BRUSSEL - Een totale afschaffing van de landbouwsubsidies zou de rijke landen ongeveer 0,5% economische groei per jaar extra opleveren, oftewel $100 miljard meer te verdelen. In 2001 gaven de geïndustrialiseerde landen $300 miljard uit aan landbouwsubsidies voor de eigen boeren, meer dan zesmaal zoveel als ontwikkelingshulp. De boereninkomens werden met 30% opgekrikt en de productie van de agrarische sector werd met 1,3% verhoogd.
Dat schrijft het Internationale Monetaire Fonds (IMF) in reeds gepubliceerde delen van de World Economic Outlook (WEO), het halfjaarlijkse spoorboekje van de wereldeconomie. Eind volgende week, vlak voor de IMF-jaarvergadering, wordt de volledige WEO gepubliceerd met de laatste verwachtingen wat betreft economische groei.
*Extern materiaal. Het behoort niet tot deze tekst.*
PR #4788, opened 2024-01-23
Peersharing improvements

karknu:
# Description

Some Peersharing improvements. 
This PR fixes a bug where a peer with a `minPeerShareTime` could prevent us from peersharing with any other peer.
This PR changes the behavior so that we can start to gossip about incoming peers directly. Previously had to promote them to warm before we would let anyone else know about them.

De opmerkingen van het IMF over de landbouwsubsidies zijn olie op het vuur in de ruzie tussen de EU en de VS. Er zijn meningsverschillen over tal van handelsonderwerpen als staal en de gewraakte Amerikaanse exportsubsidies. Om de kiezers te paaien besloot de regering Bush in mei om de subsidies aan de Amerikaanse boeren fors te verhogen, net toen de EU liet weten die subsidies te willen verminderen om de uitbreiding betaalbaar te houden.
Vermindering van de landbouwsubsidies is ook een van de doelstellingen van de vorig jaar in Doha (Qatar) gestarte nieuwe WTO-ronde om de wereldhandel te liberaliseren. Subsidies verhogen de binnenlandse prijzen (gebrek aan concurrentie) en drukken de prijzen op de wereldmarkt, waar eventuele overschotten worden gedumpt. Van deze 'voedseldump' profiteren alleen de landen die zelf niet of nauwelijks produceren en dus afhankelijk zijn van import. Bij afschaffing van de subsidies gaan voedselexporteurs ten zuiden van de Sahara en in Latijns-Amerika er juist op vooruit.
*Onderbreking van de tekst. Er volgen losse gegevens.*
PR #4806, opened 2024-02-15
Fix 'any Cold async demotion' test

bolt12:
# Description

CI found a test failure. I captured the seed:

```
cabal run ouroboros-network:sim-tests -- -p '/any Cold async demotion/' --quickcheck-replay=62992
```

It turns out the logic was flawed and needed a fix


ouroboros-network/sim-tests-lib/Test/Ouroboros/Network/Testnet.hs
```diff
@@ -828,15 +828,17 @@ prop_track_coolingToCold_demotions defaultBearerInfo diffScript =
           decreasing [_] = True
           decreasing (x : y : t)
             | x > y     = decreasing (y : t)
+            | x == 0    = decreasing (y : t)
```
coot, line 831: This means we allow the set to increase its size from empty to non-empty, I'd add a comment.

ouroboros-network/sim-tests-lib/Test/Ouroboros/Network/Testnet.hs
```diff
@@ -828,15 +828,17 @@ prop_track_coolingToCold_demotions defaultBearerInfo diffScript =
...
             | otherwise = False
 
        in property
         . decreasing
         . dropWhile (== 0)
```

Het IMF waarschuwt ook voor de fikse onbalansen zoals handelsoverschotten en tekorten. Vooral de VS steken met hun enorme handelstekort schril af bij Europa en -Japan. "Met het huidige Amerikaanse tekort op de lopende rekening rond de 4% van het nationaal inkomen is er een blijvende zorg dat de dollar is overgewaardeerd," aldus het IMF. De verschillen tussen de VS aan de min-kant en Europa en Japan aan de pluskant hebben nu niveaus bereikt die ongekend zijn in de naoorlogse geschiedenis van de geïndustrialiseerde landen. Het IMF sluit een verdere verslechtering niet uit, wat maar tot één ding kan leiden: een lagere dollarkoers, harde valutaschokken en nieuwe ellende op de beurzen.
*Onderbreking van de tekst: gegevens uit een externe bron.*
PR #4807, opened 2024-02-16
Adds targetNumberOfBootstrapPeers

bolt12:
This target is used when the node is in fallback state


ouroboros-network/src/Ouroboros/Network/PeerSelection/Churn.hs
```diff
@@ -169,6 +169,9 @@ peerChurnGovernor tracer deadlineChurnInterval bulkChurnInterval psOverallTimeou
             decrease (targetNumberOfEstablishedBigLedgerPeers base -
                       targetNumberOfActiveBigLedgerPeers base)
             + targetNumberOfActiveBigLedgerPeers base
+        , targetNumberOfBootstrapPeers =
+            decrease (targetNumberOfBootstrapPeers base - targetNumberOfEstablishedPeers base)
```
karknu, line 173: This doesn't look right.
Plain `decrease (targetNumberOfBootstrapPeers base)` should do.
Target is 5, decrease by 20% gives 4.

bolt12: Nice catch :) I just mostly mimicked what `targetNumberRootPeers` was doing

karknu (approved):
LGTM

bolt12:
I'll close this in favor of #4810 since we no longer need a target for bootstrap peers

De VS moeten snel de particuliere besparingen bevorderen, bezuinigen op overheidsuitgaven en maatregelen nemen om het vertrouwen van investeerders te herstellen, aldus het IMF. Europa moet de starre arbeidsmarkt versoepelen en Japan moet doorgaan met saneren van het verziekte bankwezen.
In Latijns-Amerika blijven Argentinië, Brazilië en Uruguay zorgenkinderen die met forse leningen overeind gehouden moeten worden.
Ook de Aziatische Ontwikkelingsbank (ADB) kwam met een update over de economische vooruitzichten. Hieruit blijkt dat het economisch herstel in Azië harder doorzet dan verwacht. Waar de VS en Europa kampen met haperende economieën, zal Azië dit jaar een economische groei laten zien van 5%. Dat is 0,2% meer dan tot nu toe werd aangenomen. Een Amerikaanse aanval op Irak zal de groeiversnelling echter breken.